B, the node server collects transactions in the network

C, the node verifies the transaction and packages the transaction into a block

D, the node broadcasts the block, and other nodes add the block to their own database after verification

E. Lead and promote the development of block chain projects.

The operation mechanism of DPOS algorithm is as follows:

A. all money holders first select the super node to sign the block.

The rule of B and DPOS is that the longest chain wins, and each super node must take turns to generate blocks according to the production schedule. Assuming that the production blocks A, B and C are scheduled to take turns respectively, the blocks generated within a certain period of time are as follows:

C, if malicious nodes produce bifurcated blocks, assume that An and C are honest nodes, and only B nodes are malicious. Because the speed at which B generates blocks (producing one block per cycle) is slower than that at which An and C work together to produce blocks (one block per cycle), according to the rule of winning the longest chain, the honest node will still win.

D, the speed of duplicating two blocks of the same node is also slower than that of honest nodes working together to generate blocks, so the longest chain winning rule will ensure that the chain of honest nodes will win.

E, if the network of the three super nodes are fragmented and go their own way. It is true that three-chain parallelism is possible in the short term, but once the network connection is restored, the short chain will naturally return to the longest chain. The number of super nodes is odd, so the stalemate between the two factions will not last long, and eventually one of them will have a longer chain.

3. Punishment of malicious nodes by DPOS

Registration as a candidate supernode requires a deposit (about 10 XTS), which usually takes about two weeks to break even, thus promoting the stability of the trustee and ensuring that the mine will be dug for at least two weeks.

The penalty for malicious nodes by DPOS is that super nodes that do not produce blocks according to schedule will be voted out in the next round and the deposit will be confiscated.

Malicious nodes can do evil in a short time, and malicious blocks can only be retained for a short time. Soon, super nodes will return to the consensus reached by honest nodes, creating the longest chain and returning to the longest chain without evil blocks.

4. Advantages and disadvantages of DPOS algorithm.

Advantages of DPOS algorithm:

A, the energy consumption advantage, the network operation cost is low.

B, more decentralized in theory.

C, faster confirmation speed. The speed of the block is seconds and the transaction is confirmed in minutes.

Disadvantages of DPOS algorithm:

A, bad nodes can not be dealt with in time, only after the election can remove bad nodes.

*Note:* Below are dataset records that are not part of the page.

PR #739, opened 2019-07-16
Use preset colours for (single) AA / NUC genotypes

jameshadfield:
Genotypes for a single aa/nuc will now always use the same colour scale. This helps with interpretation when comparing different genotypes.

Nucleotide:
image

Amino Acid colours via Taylor WR (1997) [Residual colours: a proposal for aminochromography](https://watermark.silverchair.com/100743.pdf). Protein Engineering 10(7) 743-746
image

### DIFF
--- a/src/util/colorScale.js
+++ b/src/util/colorScale.js
@@ -28,6 +28,45 @@ const createListOfColors = (n, range) => {
   return d3Range(0, n).map(scale);
 };
 
+/* AA colours taken from
+ * Taylor WR (1997) Residual colours: a proposal for aminochromography. Protein Engineering 10(7) 743-746
+ * https://watermark.silverchair.com/100743.pdf
+ */
+const colorsAA = {
+  D: "#FF0000", /* Asp Aspartate */
+  S: "#FF3300", /* Ser Serine */
+  T: "#FF6600", /* Thr Threonine */
+  G: "#FF9900", /* Gly Glycine */
+  P: "#FFCC00", /* Pro Proline */
+  C: "#FFFF00", /* Cys Cystine */
+  A: "#CCFF00", /* Ala Alanine */
+  V: "#99FF00", /* Val Valine */
+  I: "#66FF00", /* Ile Isoleucine */
+  L: "#33FF00", /* Leu Leucine */
+  M: "#00FF00", /* Met Methionine */
+  F: "#00FF66", /* Phe Phenylalanine */
+  Y: "#00FFCC", /* Tyr Tyrosine */
+  W: "#00CCFF", /* Trp Tryptophan */
+  H: "#0066FF", /* His Histidine */
+  R: "#0000FF", /* Arg Argnine */
+  K: "#6600FF", /* Lys Lysine */
+  N: "#CC00FF", /* Asn Asparagine */
+  Q: "#FF00CC", /* Gln Glutamine */
+  E: "#FF0066" /* Glu Glutamate */
+};
+
+const colorsNuc = { /* taken from https://www.umass.edu/molvis/drums/codes.html */
+  A: "#5050ff",
+  T: "#e6e600",
+  U: "#cc9900", /* not yet in augur but is a valid code */
+  G: "#00c000",
+  C: "#e00000",
+  K: "#ae00fe", /* Keto - G or T - not taken from DRuMS */
+  M: "#fd0162", /* aMino - A or C - not taken from DRuMS */
+  R: "#2e8b57", /* puRine - A or G */
+  Y: "#ff8c00" /* pYramidine - C or T */
+};
+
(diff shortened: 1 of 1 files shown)


trvrb:
@jameshadfield ---

I like where you're coming from here, but I'd like to request that you stick with colors drawn from https://github.com/nextstrain/auspice/blob/master/src/util/globals.js#L112. This has 20 colors. I find colors in the PR garish.

Screen Shot 2019-07-15 at 9 12 34 PM

Screen Shot 2019-07-15 at 9 15 01 PM

And I see now a separate issue as well. No matter what with 20 colors there will be AA combinations that are quite close like the above. I would think better to have individual AA colorings be clearly distinct (compare to the below) that to have full consistency across colorings.

Screen Shot 2019-07-15 at 9 16 34 PM

emmahodcroft:
Could we set this to be an option somewhere? For me, if I'm switching back and forth between a couple of sites, the fact the colours indicate different things makes things unnecessarily confusing, and I can see the same problem if I wanted to screen-grab these to use in a presentation or paper - it seems really random that the legends change. 

I see that this still has a problem of similar colours being selected, and I'm not sure I have the answer to that (I'll have a think). But certainly for me the priority would be consistency so that I don't have to preface slide/position changes with 'note the legend has changed...' every time :/

rneher:
Thanks James. This is great. While I think that colors can be improved, I feel quite strongly that
 1) the same nucleotide and amino acid should show up in the same color at different sites. 
 2) missing information (N/X) should be grey. 
Single site colorings are 99% of all color by genotype requests and there are good reasons to handle them separately. I also think that it is a useful feature to have similar amino acids have similar colors. An Isoleucine to valine change, for example, is not expected to do much in most cases and it seems sensible to reflect this in color distance. This would be particularly valuable for more diverged samples with substantial amino acid variation.

trvrb:
@emmahodcroft @rneher ---

Thanks for the thoughts. To start, I absolutely agree that "missing information (N/X) should be grey". We obviously diverge about consistent nuc/AA coloring across sites. I think this depends on whether the visual encoding / decoding task is meant to be primarily to make _evolutionary observations_ or to _identify genotypes_. I believe that the current approach is a good one for marking changes on the tree. When I row through mutations on the flu trees, I like this in keep major clade green and the minor clade yellow. This reduces cognitive load for me.

I see where you're coming from however in basically wanting to embed an alignment onto a series of colored trees.

I'd like to confront my preference with data. I'll play around with the two approaches and see how they feel for my common task of walking through flu variants and report back.

rneher:
testing this a bit is a good idea. My take is
 - I am sure it is possible to find colors that don't hurt the eye but also code for aa properties
 - for nucleotides, keeping the full legend with ACTG-N might reduce things jumping around
 - one aspect that differentiates nextstrain from most other phylo-viz projects is the tight integration with molecular evolution and phenotypes. This would be further accentuated when using aa colors that relate to aa properties. in the flu case, for example, the fact that 131 and 135 both pick up a charged residue might be important. So I would argue the moment you care about the genotype at a position, consistent coloring is preferable. If only the mutation pattern on the tree is of interest, coloring by abundance is sufficient.

rleir:
Hi all,
Who in the team has experience with design for Accessibility?  My limited knowledge of this is:
- Contrast is important. You need to choose colours with strong contrast (e.g. light greys are not OK). There are accessibility checker tools that rate the contrast on a page. The Leaflet map would fail this test badly. The tree is better, but also has contrast issues.
- You cannot appreciate how important this is to people with limited vision. For example, my father was a scientist and had failing eyesight, and I was trying to help him make good (or any) use of his computer.
- Zoom features are important. The Leaflet map is good at this (with caveats) but the tree does not have a convenient zoom.
- Some colours are more of a problem with common types of colour blindness (let's not worry about this at the moment).
I just want to mention Accessibility in passing, because it is just one of many issues. Let's keep it in mind while doing the more critical work.
Thanks
Rick

emmahodcroft:
Thank you for your thoughts @rleir ! We agree that being more friendly to the colourblind or those with reduced vision is important.
This issue is a bit separate from that, as here we're trying to discuss whether colours for bases (nucleotide or amino acid) should always be the same, or dynamic (as they are now). 

However we have an issue for more colourblind friendly colourings [here](https://github.com/nextstrain/auspice/issues/932) with further thoughts [here](https://github.com/nextstrain/auspice/issues/974) - we'd love to hear if you have any comments on these issues! 

Unfortunately at the moment we haven't been able to implement this yet - we are pretty crazy busy at the moment - but it's not off our radar, and as soon as we can, we will pick it up!

rleir:
Hi Emma, thanks for the explanation. Yes, agreed that it makes sense to have the colors for bases constant. Thanks for the links!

B. Xiaosan's enthusiasm for voting is not high.

C, relying on tokens

5. Application scenario of DPOS algorithm

Bitshare is a kind of cryptographic currency using DPOS mechanism, which reduces the negative impact of centralization by introducing a techno-democratic layer.

There is still centralization in the DPOS system, but the centralization is controlled and the super nodes are elected by ordinary money holders. DPOS decentralizes the system by retaining control of the money holder.

Welcome to subscribe "Shulou Technology Information " to get latest news, interesting things and hot topics in the IT industry, and controls the hottest and latest Internet news, technology news and IT industry trends.

*The comments in the above article only represent the author's personal views and do not represent the views and positions of this website. If you have more insights, please feel free to contribute and share.